WHAT YOU ARE ASKED TO DO
Copy each line from the records below in which the word "that" is found.
___ DATA EXCERPTS
PR #863, opened 2020-07-22
Support an "ideal" RMF where MATRIX is a scalar (pyfits backend, fix #862)

### LINKED ISSUE #862: loading RMF fails in backend pyfits
Because of issue #817, I am using io_pkg: pyfits.

However, loading [this RMF](https://github.com/JohannesBuchner/BXA/blob/master/bxa/sherpa/background/mos_dia.rmf) file fails now, with the error:

```
$ ipython3
Python 3.5.4 (default, Aug 22 2019, 13:24:24) 
IPython 7.2.0 -- An enhanced Interactive Python. Type '?' for help.

   ...:                                                                                                                                                                 

In [2]: load_rmf('mos_dia.rmf')                                                                          
IndexError                                Traceback (most recent call last)
<ipython-input-2-8682bea2a0e4> in <module>
----> 1 load_rmf('mos_dia.rmf')

<string> in load_rmf(id, arg, resp_id, bkg_id)

~/bin/ciao-4.12/lib/python3.5/site-packages/sherpa-4.12.0-py3.5-linux-x86_64.egg/sherpa/astro/ui/utils.py in load_rmf(self, id, arg, resp_id, bkg_id)
   5929         if arg is None:
   5930             id, arg = arg, id
-> 5931         self.set_rmf(id, self.unpack_rmf(arg), resp_id, bkg_id)
   5932 
   5933     def get_bkg_rmf(self, id=None):

~/bin/ciao-4.12/lib/python3.5/site-packages/sherpa-4.12.0-py3.5-linux-x86_64.egg/sherpa/astro/ui/utils.py in unpack_rmf(self, arg)
   5846 
   5847         """
-> 5848         return sherpa.astro.instrument.RMF1D(sherpa.astro.io.read_rmf(arg))
   5849 
   5850     # DOC-TODO: add an example of a grating/multiple response

~/bin/ciao-4.12/lib/python3.5/site-packages/sherpa-4.12.0-py3.5-linux-x86_64.egg/sherpa/astro/io/__init__.py in read_rmf(arg)
    387 
    388     """
--> 389     data, filename = backend.get_rmf_data(arg)
    390 
    391     # It is unlikely that the backend will set this, but allow

~/bin/ciao-4.12/lib/python3.5/site-packages/sherpa-4.12.0-py3.5-linux-x86_64.egg/sherpa/astro/io/pyfits_backend.py in get_rmf_data(arg, make_copy)
    745                 # a float.
    746                 end = start + numpy.int(nc)
--> 747                 rowdata.append(mrow[start:end])
    748                 start = end
    749 

IndexError: invalid index to scalar variable.
```

DougBurke:
# Summary

The AstroPy (pyfits) backend could not handle the case of an ideal RMF when the MATRIX column was specified as a scalar and not a 1-element array.

# Details

This is to support issue #862 where a MATRIX column is a scalar, not an array. This is aready supported by Crates, so the Astropy backend needs updating. The change is small (if you can't access the first element of an array then treat it as a scalar), and is an extension to the changes in PRs #358 and #412 which dealt with Swift and ROSAT responses.

A test is added, but rather than adding a file to the Sherpa data corpus, we instead just create the file when needed. It also means that we can easily test the values read in as the data can be made to be easily tested (i.e. a small number of bins).

### DIFF
--- a/sherpa/astro/io/pyfits_backend.py
+++ b/sherpa/astro/io/pyfits_backend.py
@@ -738,13 +738,24 @@ def get_rmf_data(arg, make_copy=False):
             # Need a RMF which ng>1 to test this with.
             if ng == 1:
                 ncs = [ncs]
+
             start = 0
             for nc in ncs:
                 # n_chan can be an unsigned integer. Adding a Python
                 # integer to a NumPy unsigned integer appears to return
                 # a float.
                 end = start + numpy.int(nc)
-                rowdata.append(mrow[start:end])
+
+                # "perfect" RMFs may have mrow as a scalar
+                try:
+                    rdata = mrow[start:end]
+                except IndexError:
+                    if start != 0 or end != 1:
+                        raise IOErr('bad', 'format', 'MATRIX column formatting')
+
+                    rdata = [mrow]
+
+                rowdata.append(rdata)
                 start = end
 
         data['matrix'] = numpy.concatenate(rowdata)
--- a/sherpa/astro/io/tests/test_io.py
+++ b/sherpa/astro/io/tests/test_io.py
@@ -16,11 +16,17 @@
 #  with this program; if not, write to the Free Software Foundation, Inc.,
 #  51 Franklin Street, Fifth Floor, Boston, MA 02110-1301 USA.
 #
-import pytest
+
+from tempfile import NamedTemporaryFile
+import struct
 
 import numpy as np
+
+import pytest
+
 from sherpa.utils.testing import requires_data, requires_fits, requires_xspec
 from sherpa.astro import ui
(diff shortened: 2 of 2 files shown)


DougBurke:
A test case is needed, which is why this is still a WIP.

DougBurke:
Gah. Another PR that needs rebasing.

DougBurke:
In rebasing this I found that two of the "extra" commits from this PR were no-longer needed (as another PR had converted test_io.py to pytest from SherpaTestCase) so I have dropped them. Which makes this more focussed: a commit to add the change, and one to add the test.

PR #266, opened 2015-08-04
[WR] updates query to correctly return counts for polling locations

bwreid:
Also updated election administration counts which were also wrong.

[Pivotal Card](https://www.pivotaltracker.com/story/show/98682382). This should fix the polling location counts on an individual locality page; but please give it a try yourself.


tie-rack:
:8ball: all signs point to yes

PR #268, opened 2015-08-17
Stormpath

tie-rack:
Add [Stormpath](https://stormpath.com/) integration for authentication and authorization.

This PR can authenticate users against Stormpath, and changes the `/feeds` list page to only show feeds for a user's state (using the FIPS code in the source `vip_id`).

## Setup

Using Stormpath requires the following environment variables set:
```
STORMPATH_API_KEY_ID
STORMPATH_API_KEY_SECRET
STORMPATH_APP_HREF
STORMPATH_ACCOUNT_STORE
```

If they are all set, Metis will use Stormpath for authentication.

This supersedes #259.


tie-rack:
All commits have been previously approved. Merging.

PR #269, opened 2015-08-18
Fix front end tests

bwreid:
Covers a number of cards. Primarily [this card](https://www.pivotaltracker.com/story/show/97112720) which is about fixing the front-end tests and is mostly solved with the first three commits. The following commits solve missing pages in order to eventually fix failing tests:

[Pivotal Card I](https://www.pivotaltracker.com/story/show/101219878)
[Pivotal Card 2](https://www.pivotaltracker.com/story/show/101215438)
[Pivotal Card 3](https://www.pivotaltracker.com/story/show/101214658)
[Pivotal Card 4](https://www.pivotaltracker.com/story/show/101211676)


pg-setup/database-setup.sql
```diff
@@ -0,0 +1,1790 @@
...
+--
+
+CREATE TABLE ballot_candidates (
+    results_id bigint NOT NULL,
+    ballot_id bigint,
+    candidate_id bigint
+);
+
+
+ALTER TABLE ballot_candidates OWNER TO wesreid;
```
tie-rack: `wesreid`?

bwreid: Yeah, that's not right. I can remove those comment lines but what to do about `OWNER TO`? It looks as though they're not needed to correctly run the import so maybe just remove?

tie-rack: Yeah. If it works without `OWNER TO`, getting rid of them is probably cool.

tie-rack:
Great. LGTM. This will come in handy!

PR #275, opened 2015-08-26
Redirect non-https clients to https

tie-rack:
AWS load balancers add an X-Forwarded-Proto header with the protocol used by clients. We want to redirect anyone coming over http to https.

A new /ping route has been added so that the load balancer has a page to health check on that clients won't care about. (The health check requests may have the X-Forwarded-Proto header set to "http" so it needs to be able to be accessed without an https redirect.)

Also, removed the never-used `https.createServer` call. The load balancer handles the SSL piece, so there's no need to do it in here now.

### DIFF
--- a/app.js
+++ b/app.js
@@ -6,7 +6,6 @@ var logger = (require('./logging/vip-winston')).Logger;
 var config = require('./config');
 var express = require('express');
 var http = require('http');
-var https = require('https');
 var path = require('path');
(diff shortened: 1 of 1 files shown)


bwreid:
LGTM

tie-rack:
Before merging, we need to update the load balancer's health check url to /ping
______
YOUR RESPONSE
    391     # It is unlikely that the backend will set this, but allow
A test is added, but rather than adding a file to the Sherpa data corpus, we instead just create the file when needed. It also means that we can easily test the values read in as the data can be made to be easily tested (i.e. a small number of bins).
Gah. Another PR that needs rebasing.
In rebasing this I found that two of the "extra" commits from this PR were no-longer needed (as another PR had converted test_io.py to pytest from SherpaTestCase) so I have dropped them. Which makes this more focussed: a commit to add the change, and one to add the test.
bwreid: Yeah, that's not right. I can remove those comment lines but what to do about `OWNER TO`? It looks as though they're not needed to correctly run the import so maybe just remove?
A new /ping route has been added so that the load balancer has a page to health check on that clients won't care about. (The health check requests may have the X-Forwarded-Proto header set to "http" so it needs to be able to be accessed without an https redirect.)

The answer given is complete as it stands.